- Theatrical release poster
- Directed by: Kuzhandai Velappan
- Written by: Kuzhandai Velappan
- Produced by: Muthukumaran
- Starring: Krishna; Swathi Reddy; Prakash Raj;
- Cinematography: Sathya Ponmar
- Edited by: V. J. Sabu Joseph
- Music by: Yuvan Shankar Raja
- Production company: Prim Pictures
- Release date: 3 March 2017;
- Running time: 127 minutes
- Country: India
- Language: Tamil

= Yaakkai =

2017 Indian film by Kuzhandhai Velappan

Yaakkai is a 2017 Indian Tamil romantic crime thriller film directed by Kuzhandhai Velappan, starring Krishna and Swathi Reddy in the leading roles. Featuring music composed by Yuvan Shankar Raja, the film was released on 3 March 2017.

==Cast==

- Krishna as Kathir
- Swathi Reddy as Kavitha
- Prakash Raj as Sagayam
- Radha Ravi as Krishnamurthy
- Guru Somasundaram as Sriram
- M. S. Bhaskar as Kathir's father
- G. Marimuthu as Kavitha's father
- Singampuli as Muniyappan (Police)
- Mayilsamy as Bar Patron
- Melvin M. Ranjan as Melvin
- Hari Krishnan as Noor
- Aathma Patrick

==Production==
In November 2013, Kuzhandhai Velappan, who debuted with Aanmai Thavarael (2011), and Krishna announced that they would make a film titled Idhayam, and that the latter had purchased the title rights from the makers of the 1991 film of the same name. The film underwent a title change from Idhayam to Yaakkai in November 2014, after the team had shot for six days and had cast Prakash Raj as a police officer and Swathi Reddy as the heroine. The film was later put on hold until the completion of the lead pair's other ongoing project, Yatchan (2015).

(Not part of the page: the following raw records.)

PR #2033, opened 2020-11-18
Bugfix/add missing package locks

### LINKED ISSUE #1952: package-lock missing
Check why not all our components have a package-lock.json.

01231:
Fixes #1952

# Merge Checklist:
- [x] Tests are sufficient.

### DIFF
--- a/package.json
+++ b/package.json
@@ -9,7 +9,7 @@
     "build-components": "lerna run build --parallel",
     "watch-components": "lerna run watch --parallel",
     "setup-npm-links": "node scripts/setup-npm-link.js",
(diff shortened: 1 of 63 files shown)


danyball (dismissed):

NoahLiechti:
My conclusion would be to remove all `package-lock.json` from submodules. It is a know issue with hoisting which is probably intended. Due the fact that we don't have any impact I think this is reasonable.

NoahLiechti:
According to package-lock.json description at npmjs.com

> One key detail about package-lock.json is that it cannot be published, and it will be ignored if found in any place other than the toplevel package

raphaellueckl (approved):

The film then progressed throughout 2016, with Guru Somasundaram joining the cast to portray an antagonist in the film. Shoots were predominantly held in college campuses across Chennai, while scenes were also shot in Coimbatore, Ooty and Kothagiri. The film entered its post-production stages in July 2016, with Krishna dubbing for his portions in a single day.

==Soundtrack==

Two songs from the film were released as promotional singles, prior to the release of the film's album. "Nee" sung by Yuvan Shankar Raja was released to coincide with Valentine's Day in 2016, while another song titled "Solli Tholaiyen Ma" sung by Dhanush was released during July 2016.

Track-List
| No. | Title | Lyrics | Singer(s) | Length |
|---|---|---|---|---|
| 1. | "Neee" | Na. Muthukumar | Yuvan Shankar Raja | 3:25 |
| 2. | "Solli Tholaiyen Maa" | Vignesh Shivan | Dhanush | 3:23 |
| 3. | "Naan Ini Kaatril" | Pa. Vijay | Yuvan Shankar Raja, Chinmayi | 3:45 |
| 4. | "Ennullae" | Pa. Vijay | Tanvi Shah | 3:33 |
| Total length: |  |  |  | 14:06 |

==Critical reception==
Sify wrote "Throughout the film, the director takes the audiences for granted with amateurish writing and execution. Except for the visuals and Yuvan’s score nothing really works. To conclude, this is nothing but clumsy writing and execution." New Indian Express wrote "Of about 127 minutes of viewing time, 'Yaakkai' is a monotonous journey, unexciting and uninteresting." Baradwaj Rangan of Film Companion wrote "It comes and goes, and the only interesting aspect of the film, it turns out, is a trick built around the timeline of the narrative. But like everything else, it’s not pulled off well."